------ THE DATA

Issue #123, opened 2015-06-26
"save and add another" Gift doesn't save


garrettgirard:
If you create a Gift and use the "Save and Add Another" feature, it grays out the "save" and "save and add another" features until you make any changes to the gift, however it doesn't actually save the gift.

So if you select the "save and add another" option and then make changes and save a second gift, only the second gift will be saved; any gifts saved using "save and add another" will not be saved.

benanhalt:
@timo11 Does "save and add another" make sense for interaction forms? Does Sp6 support it?

timo11:
I don't think it's necessary or sensible.
Especially not for loans and gifts.

Issue #1661, opened 2022-05-18
Warn when opening a query that has fields without read access


maxxxxxdlp:
When opening a query that contains relationships to related tables to which the current user does not have read permissions, some sort of warning dialog should be shown.

The user should see a list of relationships they don't have read permission to as well as a one-click option to remove those fields from the query

See also #1318

grantfitzsimmons:
This looks like more work than it's worth, what do you think?

maxxxxxdlp:
It's a good practice assignment before we get to more interesting tasks

maxxxxxdlp:
Also, this would become more useful once's shared queries mechanism is in place

specifysoftware:
This issue has been mentioned on **Specify Community Forum**. There might be relevant details there:

https://discourse.specifysoftware.org/t/specify-7-8-6-release-announcement/1064/1

PR #3013, opened 2023-02-17
 Warn if the query contains fields without read permission

CarolineDenis:
Issue 1661


maxxxxxdlp:
Don't forget the `#` symbol when mentioning an issue and use the `Fixes` keyboard. The reason is that github is setup to recognize `Fixes #123` and `Fixed #123` and automatically links the issue and pull request together. Then, if the pull request is closed, the issue is closed automatically

specifyweb/frontend/js_src/lib/components/QueryBuilder/CheckReadAccess.tsx
```diff
@@ -0,0 +1,66 @@
...
+  query,
+}: {
+  readonly query: SerializedResource<SpQuery>;
+}): JSX.Element | null {
+  const [noAccessTables, setNoAccessTables] = React.useState<RA<keyof Tables>>(
+    []
+  );
+
+  function accessTables(query: SerializedResource<SpQuery>): RA<keyof Tables> {
+    const info = query.fields.flatMap((field) => {
```
maxxxxxdlp, line 23: You said that you preferred to split big expressions into separate variables to make it easier. To follow that, `info` variable name is not description at all. Can you rename it to something like `tableNames`?

specifyweb/frontend/js_src/lib/components/QueryBuilder/CheckReadAccess.tsx
```diff
@@ -0,0 +1,66 @@
...
+      const fieldSpec = QueryFieldSpec.fromStringId(
+        field.stringId,
+        field.isRelFld ?? false
+      );
+      const relatedTable = fieldSpec.joinPath.map(({ model }) => model.name);
```
maxxxxxdlp, line 28: The `relatedTable` variable name is incorrect since it is assigned to an array. Also, you really don't need that variable and can just return right away

maxxxxxdlp: Can you replace `fieldSpec.joinPath.map(({ model }) => model.name);` with `fieldSpec.joinPath.map((field)=>field.isRelationship ? field.relatedModel.name : field.model.name)`?

This way, fields like `Accession -> (formatted)` would be checked correctly

specifyweb/frontend/js_src/lib/components/QueryBuilder/CheckReadAccess.tsx
```diff
@@ -0,0 +1,66 @@
...
+      return relatedTable;
+    });
+
+    const withoutDuplicates = new Set(info);
+
+    const noAccessTables = Array.from(withoutDuplicates).filter(
```
maxxxxxdlp, line 34: (optional) instead of `Array.from(new Set(someVar))` can use our util and just type `f.unique(someVar)`

specifyweb/frontend/js_src/lib/components/QueryBuilder/CheckReadAccess.tsx
```diff
@@ -0,0 +1,66 @@
...
+      (name) => !hasTablePermission(name, 'read')
+    );
+
+    setNoAccessTables(noAccessTables);
+    return info;
```
maxxxxxdlp, line 39: Return is unused

specifyweb/frontend/js_src/lib/components/QueryBuilder/CheckReadAccess.tsx
```diff
@@ -0,0 +1,66 @@
...
+export function CheckReadAccess({
+  query,
+}: {
+  readonly query: SerializedResource<SpQuery>;
+}): JSX.Element | null {
+  const [noAccessTables, setNoAccessTables] = React.useState<RA<keyof Tables>>(
+    []
+  );
+
+  function accessTables(query: SerializedResource<SpQuery>): RA<keyof Tables> {
```
maxxxxxdlp, line 22: Bad function name. It should either return the tables, in which case it should be called `getNoAccessTables`, or modify the tables, in which case it could be called `findNoAccessTables`

specifyweb/frontend/js_src/lib/components/QueryBuilder/CheckReadAccess.tsx
```diff
@@ -0,0 +1,66 @@
...
+    const withoutDuplicates = new Set(info);
+
+    const noAccessTables = Array.from(withoutDuplicates).filter(
+      (name) => !hasTablePermission(name, 'read')
+    );
+
+    setNoAccessTables(noAccessTables);
+    return info;
+  }
+  React.useEffect(() => {
```
maxxxxxdlp, line 41: Try to avoid useEffect whenever possible. In this case, useMemo would work better. Or even simpler
```js
const [noAccessTables,setNoAccessTables] = React.useState(getNoAccessTables);
```

Where `getNoAccessTables` is a function that would return `RA<keyof Tables>`

maxxxxxdlp: This works because you can provide the initial value to React.useState as the value itself, **or as a function that returns default value**

specifyweb/frontend/js_src/lib/components/QueryBuilder/CheckReadAccess.tsx
```diff
@@ -0,0 +1,66 @@
...
+    accessTables(query);
+  }, []);
+
+  return noAccessTables.length > 0 ? (
+    <Dialog
+      buttons={commonText.close()}
+      header={queryText.noReadPermission()}
+      onClose={(): void => setNoAccessTables([])}
+    >
+      <>
```
maxxxxxdlp, line 51: `<>` is not needed here

specifyweb/frontend/js_src/lib/components/Toolbar/Query.tsx
```diff
@@ -170,18 +170,20 @@ function QueryList({
...
-                  getQuerySelectUrl?.(query) ?? `/specify/query/${query.id}/`
-                }
-              >
-                <TableIcon
-                  label
-                  name={getModelById(query.contextTableId).name}
-                />
-                {query.name}
-              </Link.Default>
+              <>
```
maxxxxxdlp, line 173: `<>` is not needed here

specifyweb/frontend/js_src/lib/hooks/useStateForContext 2.tsx
```diff
@@ -0,0 +1,22 @@
+import React from 'react';
```
maxxxxxdlp: Not sure how these files keep getting created on your computer

maxxxxxdlp (changes requested):

specifyweb/frontend/js_src/lib/components/Toolbar/Query.tsx
maxxxxxdlp: Looks like redundant `<>` are still here. The other changes look good. As soon as this one is resolved we can merge

maxxxxxdlp (approved):

chanulee1 (commented):
Warning appears to be working. But, could not find the "one-click option to remove those fields" without read permission mentioned in #1661. Will this not be included in this PR?
image

CarolineDenis:
> Warning appears to be working. But, could not find the "one-click option to remove those fields" without read permission mentioned in #1661. Will this not be included in this PR?
> image

@chanulee1 indeed, deleting the fields is not a part of this PR

chanulee1:
In that case, this PR looks good.

chanulee1 (approved):

PR #3017, opened 2023-02-20
fix failing unit tests in prod

acwhite211:
This commit is a series of fixes from various failing unit tests in prod branch.  As of this first commit, the only remaining unit test that is still working on being resolved is specifyweb.context.tests.OpenApiTests.test_operations_spec.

------------

- [PROBLEM TO WORK ON] Write out the whole listing above once more, exactly.

- [ANSWER FOR THIS EXERCISE]
Issue #123, opened 2015-06-26
"save and add another" Gift doesn't save


garrettgirard:
If you create a Gift and use the "Save and Add Another" feature, it grays out the "save" and "save and add another" features until you make any changes to the gift, however it doesn't actually save the gift.

So if you select the "save and add another" option and then make changes and save a second gift, only the second gift will be saved; any gifts saved using "save and add another" will not be saved.

benanhalt:
@timo11 Does "save and add another" make sense for interaction forms? Does Sp6 support it?

timo11:
I don't think it's necessary or sensible.
Especially not for loans and gifts.

Issue #1661, opened 2022-05-18
Warn when opening a query that has fields without read access


maxxxxxdlp:
When opening a query that contains relationships to related tables to which the current user does not have read permissions, some sort of warning dialog should be shown.

The user should see a list of relationships they don't have read permission to as well as a one-click option to remove those fields from the query

See also #1318

grantfitzsimmons:
This looks like more work than it's worth, what do you think?

maxxxxxdlp:
It's a good practice assignment before we get to more interesting tasks

maxxxxxdlp:
Also, this would become more useful once's shared queries mechanism is in place

specifysoftware:
This issue has been mentioned on **Specify Community Forum**. There might be relevant details there:

https://discourse.specifysoftware.org/t/specify-7-8-6-release-announcement/1064/1

PR #3013, opened 2023-02-17
 Warn if the query contains fields without read permission

CarolineDenis:
Issue 1661


maxxxxxdlp:
Don't forget the `#` symbol when mentioning an issue and use the `Fixes` keyboard. The reason is that github is setup to recognize `Fixes #123` and `Fixed #123` and automatically links the issue and pull request together. Then, if the pull request is closed, the issue is closed automatically

specifyweb/frontend/js_src/lib/components/QueryBuilder/CheckReadAccess.tsx
```diff
@@ -0,0 +1,66 @@
...
+  query,
+}: {
+  readonly query: SerializedResource<SpQuery>;
+}): JSX.Element | null {
+  const [noAccessTables, setNoAccessTables] = React.useState<RA<keyof Tables>>(
+    []
+  );
+
+  function accessTables(query: SerializedResource<SpQuery>): RA<keyof Tables> {
+    const info = query.fields.flatMap((field) => {
```
maxxxxxdlp, line 23: You said that you preferred to split big expressions into separate variables to make it easier. To follow that, `info` variable name is not description at all. Can you rename it to something like `tableNames`?

specifyweb/frontend/js_src/lib/components/QueryBuilder/CheckReadAccess.tsx
```diff
@@ -0,0 +1,66 @@
...
+      const fieldSpec = QueryFieldSpec.fromStringId(
+        field.stringId,
+        field.isRelFld ?? false
+      );
+      const relatedTable = fieldSpec.joinPath.map(({ model }) => model.name);
```
maxxxxxdlp, line 28: The `relatedTable` variable name is incorrect since it is assigned to an array. Also, you really don't need that variable and can just return right away

maxxxxxdlp: Can you replace `fieldSpec.joinPath.map(({ model }) => model.name);` with `fieldSpec.joinPath.map((field)=>field.isRelationship ? field.relatedModel.name : field.model.name)`?

This way, fields like `Accession -> (formatted)` would be checked correctly

specifyweb/frontend/js_src/lib/components/QueryBuilder/CheckReadAccess.tsx
```diff
@@ -0,0 +1,66 @@
...
+      return relatedTable;
+    });
+
+    const withoutDuplicates = new Set(info);
+
+    const noAccessTables = Array.from(withoutDuplicates).filter(
```
maxxxxxdlp, line 34: (optional) instead of `Array.from(new Set(someVar))` can use our util and just type `f.unique(someVar)`

specifyweb/frontend/js_src/lib/components/QueryBuilder/CheckReadAccess.tsx
```diff
@@ -0,0 +1,66 @@
...
+      (name) => !hasTablePermission(name, 'read')
+    );
+
+    setNoAccessTables(noAccessTables);
+    return info;
```
maxxxxxdlp, line 39: Return is unused

specifyweb/frontend/js_src/lib/components/QueryBuilder/CheckReadAccess.tsx
```diff
@@ -0,0 +1,66 @@
...
+export function CheckReadAccess({
+  query,
+}: {
+  readonly query: SerializedResource<SpQuery>;
+}): JSX.Element | null {
+  const [noAccessTables, setNoAccessTables] = React.useState<RA<keyof Tables>>(
+    []
+  );
+
+  function accessTables(query: SerializedResource<SpQuery>): RA<keyof Tables> {
```
maxxxxxdlp, line 22: Bad function name. It should either return the tables, in which case it should be called `getNoAccessTables`, or modify the tables, in which case it could be called `findNoAccessTables`

specifyweb/frontend/js_src/lib/components/QueryBuilder/CheckReadAccess.tsx
```diff
@@ -0,0 +1,66 @@
...
+    const withoutDuplicates = new Set(info);
+
+    const noAccessTables = Array.from(withoutDuplicates).filter(
+      (name) => !hasTablePermission(name, 'read')
+    );
+
+    setNoAccessTables(noAccessTables);
+    return info;
+  }
+  React.useEffect(() => {
```
maxxxxxdlp, line 41: Try to avoid useEffect whenever possible. In this case, useMemo would work better. Or even simpler
```js
const [noAccessTables,setNoAccessTables] = React.useState(getNoAccessTables);
```

Where `getNoAccessTables` is a function that would return `RA<keyof Tables>`

maxxxxxdlp: This works because you can provide the initial value to React.useState as the value itself, **or as a function that returns default value**

specifyweb/frontend/js_src/lib/components/QueryBuilder/CheckReadAccess.tsx
```diff
@@ -0,0 +1,66 @@
...
+    accessTables(query);
+  }, []);
+
+  return noAccessTables.length > 0 ? (
+    <Dialog
+      buttons={commonText.close()}
+      header={queryText.noReadPermission()}
+      onClose={(): void => setNoAccessTables([])}
+    >
+      <>
```
maxxxxxdlp, line 51: `<>` is not needed here

specifyweb/frontend/js_src/lib/components/Toolbar/Query.tsx
```diff
@@ -170,18 +170,20 @@ function QueryList({
...
-                  getQuerySelectUrl?.(query) ?? `/specify/query/${query.id}/`
-                }
-              >
-                <TableIcon
-                  label
-                  name={getModelById(query.contextTableId).name}
-                />
-                {query.name}
-              </Link.Default>
+              <>
```
maxxxxxdlp, line 173: `<>` is not needed here

specifyweb/frontend/js_src/lib/hooks/useStateForContext 2.tsx
```diff
@@ -0,0 +1,22 @@
+import React from 'react';
```
maxxxxxdlp: Not sure how these files keep getting created on your computer

maxxxxxdlp (changes requested):

specifyweb/frontend/js_src/lib/components/Toolbar/Query.tsx
maxxxxxdlp: Looks like redundant `<>` are still here. The other changes look good. As soon as this one is resolved we can merge

maxxxxxdlp (approved):

chanulee1 (commented):
Warning appears to be working. But, could not find the "one-click option to remove those fields" without read permission mentioned in #1661. Will this not be included in this PR?
image

CarolineDenis:
> Warning appears to be working. But, could not find the "one-click option to remove those fields" without read permission mentioned in #1661. Will this not be included in this PR?
> image

@chanulee1 indeed, deleting the fields is not a part of this PR

chanulee1:
In that case, this PR looks good.

chanulee1 (approved):

PR #3017, opened 2023-02-20
fix failing unit tests in prod

acwhite211:
This commit is a series of fixes from various failing unit tests in prod branch.  As of this first commit, the only remaining unit test that is still working on being resolved is specifyweb.context.tests.OpenApiTests.test_operations_spec.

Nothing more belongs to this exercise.